Return the listing beneath precisely, with every line intact.

----

PR #2172, opened 2023-06-13
Build - Update dockerfile with ruby version 2.7.3

duboisp:


duboisp:
@delisma @jmealing FYI - Here the fix to run the site locally via Docker

GormFrank (approved):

----

_Exercise result_:
PR #2172, opened 2023-06-13
Build - Update dockerfile with ruby version 2.7.3

duboisp:


duboisp:
@delisma @jmealing FYI - Here the fix to run the site locally via Docker

GormFrank (approved):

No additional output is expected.